#### Prompt:
Only the lines from the start of the data through the one containing "This, although not" belong in your answer; return them exactly.

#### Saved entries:
PR #2625, opened 2018-10-12
Improvements to rewrite rules from inputs

ajreynol:
This includes:
- Not including Boolean variables in rewrites if the input does not have any.
- An option to filter "non-linear" rewrites --sygus-rr-synth-filter-nl. When this option is enabled, we only print rewrites where at least one side of the rewrite has a term with no repeated variables. @4tXJ7f , you may be interested in this.
- Better ordering so that constants (e.g. true) are preferred to others.

### DIFF
--- a/src/expr/node_algorithm.cpp
+++ b/src/expr/node_algorithm.cpp
@@ -63,6 +63,55 @@ bool hasSubterm(TNode n, TNode t, bool strict)
   return false;
 }
 
+bool hasSubtermMulti(TNode n, TNode t)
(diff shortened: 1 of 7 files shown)


HanielB:
> This, although not guaranteed (say if the decision heuristic was highly random), should make constants come first:
> https://github.com/CVC4/CVC4/pull/2625/files#diff-ab72d2ada0745ee9aa540ef1753cd34bR129

Cool. Please add a comment in the code.

PR #2633, opened 2018-10-15
Lazy model construction in TheoryEngine

ajreynol:
This commit makes model construction in TheoryEngine lazy. The motivation is to optimize our performance on incremental benchmarks (e.g. Kind2) where the user only queries for model values after a strict subset of the check-sat commands.

This PR:
- Splits TheoryEngine::getModel to two functions. (1) getModel, which is used to get a pointer to the model object of theory engine, and (2) getBuiltModel, which should be called by callees that want TheoryEngine to ensure that the model is built. The latter is called by SmtEngine only at the moment.
- Combines PropEngine::resetTrail, TheoryEngine::postsolve into doPendingPops. This is required to ensure that we maintain the proper state information after check-sat calls so that model building is available as long as possible.
- Removes a call to doPendingPops during addToModelCommandAndDump.

With this PR, we are roughly 3x faster on many of the Kind2 incremental benchmarks where CVC4 is reported to be much slower than z3/yices.

I'm marking this as complex since it'd be good to have multiple reviews.

@barrettcw , you may be interested in this PR.


ajreynol:
One open issue I have some concerns about: I think that API users can call SmtEngine::getModel() and store a Model* object on their end.  If the user then issues a second check-sat, then using the same model object without calling SmtEngine::getModel() again, this will not trigger the model being generated.  This wasn't an issue before this PR since we always eagerly built the model after each check-sat that gave "sat".

mpreiner:
Is there a way to invalidate the model so that the user is forced to call SmtEngine::getModel() again?

ajreynol:
As discussed with @mpreiner offline, there isn't an obvious clean solution.  One could make the Model object know whether or not its dirty/clean, but then it would likely need a pointer to the object that is capable of building it (TheoryEngineModelBuilder), which is a bit ugly.

ajreynol:
I've implemented the "fallback to eager model building mode" solution as suggested by Clark. I opened an issue #2648 to revisit this.

I now believe that there are no shortcomings with this PR, should be ready to review.

ajreynol:
From Daniel:

```
Hi Andy,

I have the results of the test.

Using this branch version, Kind 2 can prove 1 valid problem more than before while improving times.

[New results] Safe: 482 in 1069s; Unsafe: 379 in 482s.
[Old results] Safe: 481 in 1151s; Unsafe: 379 in 481s.

If we compare times over the same set of proved problems (i.e. without the new one), we have:
[New results] Safe: 481 in 1007s; Unsafe: 379 in 482s.

Best,
Daniel
```

So it seems the results are good on the Kind2 end. I'm not sure how to run the incremental unsat core tests, I assume this is setup on the Stanford cluster?

ajreynol:
This is work towards #2305.

PR #2634, opened 2018-10-15
literal-block-distance based learnt clause removal and learning rate based branching heuristics

anwu1219:
1. Add options: --decision==lrb (learning rate based branching heuristics) and justification-stoponly-lrb
2. Add option: --lbd (literal block distance aggressive conflict clause removal), which is compatible with every branching heuristics (by default, on for lrb and lrb-stoponly, off for the others).


src/prop/minisat/core/Solver.h
```diff
@@ -252,8 +252,14 @@ class Solver {
     // Mode of operation:
     //
     int       verbosity;
+    // for LRB
+    double step_size;
+    double step_size_dec;
+    double min_step_size;
```
4tXJ7f: It looks like these three variables are not actually initialized. Am I missing something?

src/options/options_handler.cpp
```diff
@@ -1410,16 +1410,27 @@ justification-stoponly\n\
...
+    options::decisionStopOnly.set(2);
+    return decision::DECISION_STRATEGY_JUSTIFICATION;
+  }
+  else if (optarg == "lrb")
+  {
+    return decision::DECISION_STRATEGY_LRB;
+  }
+  else if (optarg == "help")
+  {
     puts(s_decisionModeHelp.c_str());
```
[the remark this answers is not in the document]
anwu1219: How should I update the help string?

4tXJ7f:
Also, please add the licensing information of the code from external sources in the source file itself and in the COPYING file.

src/prop/minisat/core/Solver.h
4tXJ7f: Note: if my comment is correct and the variables are not initialized, we probably need to reevaluate the strategies affected by it.

anwu1219: Yeah, I think you are correct that they are not initialized. This is probably why LRB did not win much. I think I need to re-evaluate two strategies: lrb and lrb+stoponly. The other ones should be fine.

mpreiner:

PR #2636, opened 2018-10-15
Improve reduction for str.to.int

ajreynol:
Implements analogous improvements as #2629 for str.to.int.


src/theory/strings/theory_strings_preprocess.cpp
```diff
@@ -275,104 +276,90 @@ Node StringsPreprocess::simplify( Node t, std::vector< Node > &new_nodes ) {
...
-      str.eqNode(NodeManager::currentNM()->mkConst(::CVC4::String(""))),
-      pret.eqNode(negone));
+    Node sEmpty = s.eqNode(d_empty_str);
+    Node k = nm->mkSkolem("k", nm->integerType());
+    Node kc1 = nm->mkNode(GEQ, k, d_zero);
+    Node kc2 = nm->mkNode(LT, k, lens);
+    Node codeSk = nm->mkNode(
+        MINUS,
+        nm->mkNode(STRING_CODE, nm->mkNode(STRING_SUBSTR, s, k, d_one)),
+        nm->mkConst(Rational(48)));
```
4tXJ7f: Use `c0` instead.

PR #2641, opened 2018-10-16
Improve strings reductions including skolem caching for contains

ajreynol:
This PR:
- Merges the skolems for positive contains and replace/indexof.
- Rewrites terms before looking up skolems in the cache.
- Marks (when appropriate) reductions as SAT-context-independent, which leads to fewer extraneous inferences.

It is a net +250 on the CMU CAV 2017 set. As an estimate, +220 of these or so can be attributed to the first optimization, +30 to the third.

### DIFF
--- a/src/theory/strings/theory_strings.cpp
+++ b/src/theory/strings/theory_strings.cpp
@@ -453,9 +453,9 @@ int TheoryStrings::getReduction( int effort, Node n, Node& nr ) {
           Node s = n[1];
           //positive contains reduces to a equality
           Node sk1 = d_sk_cache.mkSkolemCached(
-              x, s, SkolemCache::SK_ID_CTN_PRE, "sc1");
+              x, s, SkolemCache::SK_FIRST_CTN_PRE, "sc1");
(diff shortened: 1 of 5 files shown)


src/theory/strings/theory_strings.cpp
```diff
@@ -482,14 +492,15 @@ int TheoryStrings::getReduction( int effort, Node n, Node& nr ) {
           sendInference( d_empty_vec, nnlem, "Reduction", true );
           //we've reduced this n
           Trace("strings-extf-debug") << "  resolve extf : " << n << " based on reduction." << std::endl;
-          return 1;
+          isCd = false;
+          return true;
         }
       }else{
-        return 1;
+        return true;
```
4tXJ7f: Shouldn't we also set `isCd` explicitly here?

ajreynol: Yes, although this case should never fire anymore. I'll reorganize/remove this.

ajreynol:
I addressed the review. Unfortunately I had to change indentation in doReductions.

PR #2652, opened 2018-10-18
Non-contributing find replace rewrite

ajreynol:
Solves 2/8 remaining candidate rewrites for term size 2 strings.


ajreynol:
Ran --sygus-rr-verify for ~15 minutes with no issues.

src/theory/strings/theory_strings_rewriter.cpp
```diff
@@ -2845,6 +2845,54 @@ Node TheoryStringsRewriter::rewriteReplace( Node node ) {
...
+      else
+      {
+        break;
+      }
+    }
+    if (!lastLhs.isNull())
+    {
+      std::vector<Node> remc;
+      remc.insert(
+          remc.end(), children0.begin() + lastCheckIndex, children0.end());
```
4tXJ7f: Nit: the previous two statements can be merged to `std::vector<Node> remc(children0.begin() + lastCheckIndex, children0.end());`.

PR #2653, opened 2018-10-18
Non-implied mode for model cores

ajreynol:
This introduces a new "non-implied" mode for model cores.

@barrettcw, you may be interested in this PR.


test/regress/regress0/model-core.smt2
```diff
@@ -1,4 +1,4 @@
-; COMMAND-LINE: --produce-model-cores
+; COMMAND-LINE: --produce-models --model-cores=simple
```
yoni206: Perhaps we should test this both for simple and for non-implied modes?

```suggestion
; COMMAND-LINE: --produce-models --model-cores=simple
;COMMAND-LINE: --produce-models --model-core=non-implied
```

yoni206: What do you think about adding Alessandro's example as another test case for both modes (maybe in regress1)?

yoni206: Is there a test case where the model core is predictable and robust, in which we can use ;EXPECT in order to verify that the model core is what we expected it to be?

src/theory/subs_minimize.cpp
```diff
@@ -124,8 +262,6 @@ bool SubstitutionMinimize::find(Node n,
   Trace("subs-min") << "--- Compute relevant variables..." << std::endl;
   std::unordered_set<Node, NodeHashFunction> rlvFv;
   // only variables that occur in assertions are relevant
```
yoni206: Does this comment still belong here?

ajreynol: Yes, relevant here means "possibly required or implied".

test/regress/regress0/model-core.smt2
4tXJ7f: Is it possible to implement something similar to `--check-models` for model cores (maybe out-of-scope for this PR)?

PR #2654, opened 2018-10-18
Add helper to detect length one string terms

4tXJ7f:
This commit introduces a helper function to detect string terms that
have exactly/at most length one. This is useful for a lot of rewrites
because strings of at most length one are guaranteed to not overlap
multiple components in a concatenation, which allows for more aggressive
rewriting.

This commit has been tested with --sygus-rr-synth-check for >1h on the
string term grammar.


ajreynol:
Looks good, thanks for doing this.

4tXJ7f:
For the record: I was referring to`--sygus-rr-synth-verify`, not `--sygus-rr-synth-check` :)

PR #2656, opened 2018-10-18
Fail for SWIG 3.0.8

makaimann:
Ran into this bug when compiling with python3 bindings: https://github.com/swig/swig/issues/588

Instantiating any object crashes python. Since swig3.0.8 is currently the apt-get install for Ubuntu 16.04, I thought it'd be good to have a check for that. If python3 is preferred and the swig version is 3.0.8, it errors out and asks users to downgrade or upgrade SWIG.


src/bindings/CMakeLists.txt
```diff
@@ -3,6 +3,13 @@ if(NOT ENABLE_SHARED)
 endif()
 
 find_package(SWIG 3.0.0 REQUIRED)
+
+if(USE_PYTHON3 AND (${SWIG_VERSION} MATCHES 3.0.8))
```
mpreiner: Use `(SWIG_VERSION VERSION_EQUAL 3.0.8)`.

makaimann: Done.

PR #2657, opened 2018-10-19
Only build CryptoMiniSat library, no binary

4tXJ7f:
This commit changes the contrib/get-cryptominisat script to only build
the CryptoMiniSat library instead of both the library and the binary.
The advantage of this is that we can compile a static version of the
CryptoMiniSat library without having a static version of glibc or
libstdc++ (this is fine as long as we do a shared library build of
CVC4). This is an issue on Fedora (tested on version 25) where the
contrib/get-cryptominisat script was failing when building the
CryptoMiniSat binary due to the static version of these libraries not
being available. Since we just want to build the library, the commit
also changes the script to not install CryptoMiniSat anymore and updates
the CMake find script to accomodate the new folder structure. Side note:
the folder structure generated after this commit is a bit more uniform
with, e.g. the CaDiCaL script: The source files are directly in the
cryptominisat5 folder, not in a subfolder.


mpreiner:
I would actually prefer to use the `make install` approach since this is more robust rather than finding the built library somewhere in the build directory. If the location of the library in the build directory changes we won't find it. CaDiCaL doesn't have a `make install` rule and therefore needs to be handled differently.

PR #2660, opened 2018-10-19
Sygus streaming non-implied predicates

### LINKED ISSUE #1212: SyGuS stream solution filtering
Daniel Larraz requested a sygus streaming option that does not produce implied invariants, so we would not produce this output to an invariant synthesis problem with --sygus-stream:

(declare-fun I ((x Int)) Bool (> x 1))
(declare-fun I ((x Int)) Bool (> x 0)) 

since the second solution is implied by the first.

ajreynol:
Work towards #1212.

The new option --sygus-sol-filter-implied implies that sygus solutions in streaming mode are not collectively entailed by previous solutions. One target application for this feature is auxilary invariant generation in Kind2.


src/theory/quantifiers/solution_filter.cpp
```diff
@@ -0,0 +1,77 @@
...
+{
+  ExprMiner::initialize(vars, ss);
+}
+
+bool SolutionFilter::addTerm(Node n, std::ostream& out)
+{
+  if( !n.getType().isBoolean() )
+  {
+    // currently, should not register non-Boolean terms here
+    Assert(false);
```
HanielB: why assert false? Having no effect isn't enough?

src/theory/quantifiers/solution_filter.cpp
```diff
@@ -0,0 +1,77 @@
...
+  }
+  if (n.isConst())
+  {
+    if (n.getConst<bool>())
+    {
+      return false;
+    }
+    else
+    {
+      // could abort after printing here
```
HanielB: agreed. Just do it?

src/theory/quantifiers/solution_filter.cpp
```diff
@@ -0,0 +1,77 @@
...
+    }
+  }
+  NodeManager* nm = NodeManager::currentNM();
+  Node imp = d_conj.isNull() ? n.negate() : nm->mkNode(AND, d_conj, n.negate());
+  Trace("sygus-sol-implied") << "  implies: check " << imp << "..." << std::endl;
+  // make the satisfiability query
```
HanielB: could it be worthwhile to rewrite the implication before testing?

PR #2974, opened 2019-04-24
Do not use __ prefix for header guards.

mpreiner:
Fixes 2887.


elfring:
I find these include guards still questionable.
Please [reconsider the usage of double underscores in affected identifiers](https://stackoverflow.com/questions/228783/what-are-the-rules-about-using-an-underscore-in-a-c-identifier#answer-228797 "What are the rules about using an underscore in a C++ identifier?") (not only the leading ones).

Issue #1428, opened 2017-12-05
Revisit whether expandDefinitions is necessary


ajreynol:
It seems unnecessary that we have an expand definitions pass in SMT engine.  If we do substitutions + beta-reductions in the rewriter, this should suffice.

We also maybe don't need an APPLY kind.

ajreynol:
Fixed in #2976.

PR #2976, opened 2019-04-25
Eliminate APPLY kind

ajreynol:
Previously, an APPLY kind was used whose purpose was to mark defined functions during parsing.  This design choice has led to a number of complications involving which kind (APPLY or APPLY_UF) should be used/checked in various places.  

This PR eliminates the APPLY kind and replaces all of its previous uses with APPLY_UF. This means we now have a uniform representation (APPLY_UF) for applications of (defined or undefined) uninterpreted functions.  The fixes required:
- The parser no longer automatically rewrites defined functions from f to (APPLY f).
- SmtEngine::expandDefinitions was changed so that defined constants are themselves expanded. This was not necessary before since it appears it was assumed that all definition expansions were limited to APPLY/APPLY_UF,
- SmtEngine::expandDefinitions no longer has to special case on options where function definitions could be later added. Instead, heads of applications of APPLY_UF are always checked whether they are defined functions.
- A fix for sygus constructors whose operator was a defined constant.

One consequence is that users can now ask for models for defined functions (see regression).  Previously, a defined function f would be erroneously turned into the expression (APPLY f) by the parser, which would then lead to a type error if it was not fully applied.

This PR also eliminates an unused FUNCTION kind that appears to be unused.

This fixes the question I raised in #1428, we can close this issue now.


ajreynol:
I would prefer APPLY_UF since it is more descriptive. All uninterpreted functions have an implied interpretation, regardless of whether they have a concrete definition.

#### Solution:
PR #2625, opened 2018-10-12
Improvements to rewrite rules from inputs

ajreynol:
This includes:
- Not including Boolean variables in rewrites if the input does not have any.
- An option to filter "non-linear" rewrites --sygus-rr-synth-filter-nl. When this option is enabled, we only print rewrites where at least one side of the rewrite has a term with no repeated variables. @4tXJ7f , you may be interested in this.
- Better ordering so that constants (e.g. true) are preferred to others.

### DIFF
--- a/src/expr/node_algorithm.cpp
+++ b/src/expr/node_algorithm.cpp
@@ -63,6 +63,55 @@ bool hasSubterm(TNode n, TNode t, bool strict)
   return false;
 }
 
+bool hasSubtermMulti(TNode n, TNode t)
(diff shortened: 1 of 7 files shown)


HanielB:
> This, although not guaranteed (say if the decision heuristic was highly random), should make constants come first:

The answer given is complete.